Would you please repeat the material exactly, from the first line to the last?

━━━━

PR #113, opened 2023-07-28
BLD: Adding extras for supporting pip installs

greglucas:
# Change Summary

## Overview

Currently `pip install .` does not install all of the required packages. Move the runtime required dependencies up into the main section. Then `pip install .[dev]` does not pick up the group dev, so we need to add an extras section for dev. That requires optional dependencies to be added to the `main` dependencies section, and to keep them in groups that means we need to duplicate those, once with optional and once in the group.

## New Dependencies

None, just rearranged the dependency section and added an extras.

### DIFF
--- a/poetry.lock
+++ b/poetry.lock
@@ -61,7 +61,7 @@ tests-no-zope = ["cloudpickle", "hypothesis", "mypy (>=1.1.1)", "pympler", "pyte
 name = "aws-cdk-asset-awscli-v1"
 version = "2.2.200"
 description = "A library that contains the AWS CLI for use in Lambda Layers"
-category = "dev"
+category = "main"
 optional = false
 python-versions = "~=3.7"
 files = [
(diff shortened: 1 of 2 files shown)


bryan-harter (approved):
Looks good

tech3371 (approved):

greglucas:
I'm actually going to close this. @maxinelasp and I had a discussion a few weeks back about this and this was just an easy way to demo what the issue was. I think that we do need to rework the dependencies to make sure `pip install .` works as expected, which means we need to move a few dependencies out of the dev block of poetry. But, I also think @maxinelasp's suggestion about moving towards a `pip install -r requirements-dev.txt` or something like that for our pip friends would be acceptable since there is a lot of duplicated "version" stuff in the different sections with this approach.

@maxinelasp do you agree with the above, and do you want to do the rework of the dependencies according to that? Or do you want me to tackle that approach? To sum it up:
* Make sure our actual minimal functioning dependencies are included in the main dependency section.
* Export the dev and optional groups into a new `requirements-dev.txt` (or some other name) following the same pattern we already do for the lambda dependencies.

maxinelasp:
@greglucas  Yes, that sounds good. I can rework the dependencies and see if I can find a solution we can both be happy with, lol. Is there an issue tracking this yet?

greglucas:
> I can rework the dependencies and see if I can find a solution we can both be happy with, lol

:) I actually don't think it will be too hard. It is just the unfortunate Python packaging ecosystem we are fighting.

> Is there an issue tracking this yet?

I don't believe so. I will create one.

━━━━

_Response below_
PR #113, opened 2023-07-28
BLD: Adding extras for supporting pip installs

greglucas:
# Change Summary

## Overview

Currently `pip install .` does not install all of the required packages. Move the runtime required dependencies up into the main section. Then `pip install .[dev]` does not pick up the group dev, so we need to add an extras section for dev. That requires optional dependencies to be added to the `main` dependencies section, and to keep them in groups that means we need to duplicate those, once with optional and once in the group.

## New Dependencies

None, just rearranged the dependency section and added an extras.

### DIFF
--- a/poetry.lock
+++ b/poetry.lock
@@ -61,7 +61,7 @@ tests-no-zope = ["cloudpickle", "hypothesis", "mypy (>=1.1.1)", "pympler", "pyte
 name = "aws-cdk-asset-awscli-v1"
 version = "2.2.200"
 description = "A library that contains the AWS CLI for use in Lambda Layers"
-category = "dev"
+category = "main"
 optional = false
 python-versions = "~=3.7"
 files = [
(diff shortened: 1 of 2 files shown)


bryan-harter (approved):
Looks good

tech3371 (approved):

greglucas:
I'm actually going to close this. @maxinelasp and I had a discussion a few weeks back about this and this was just an easy way to demo what the issue was. I think that we do need to rework the dependencies to make sure `pip install .` works as expected, which means we need to move a few dependencies out of the dev block of poetry. But, I also think @maxinelasp's suggestion about moving towards a `pip install -r requirements-dev.txt` or something like that for our pip friends would be acceptable since there is a lot of duplicated "version" stuff in the different sections with this approach.

@maxinelasp do you agree with the above, and do you want to do the rework of the dependencies according to that? Or do you want me to tackle that approach? To sum it up:
* Make sure our actual minimal functioning dependencies are included in the main dependency section.
* Export the dev and optional groups into a new `requirements-dev.txt` (or some other name) following the same pattern we already do for the lambda dependencies.

maxinelasp:
@greglucas  Yes, that sounds good. I can rework the dependencies and see if I can find a solution we can both be happy with, lol. Is there an issue tracking this yet?

greglucas:
> I can rework the dependencies and see if I can find a solution we can both be happy with, lol

:) I actually don't think it will be too hard. It is just the unfortunate Python packaging ecosystem we are fighting.

> Is there an issue tracking this yet?

I don't believe so. I will create one.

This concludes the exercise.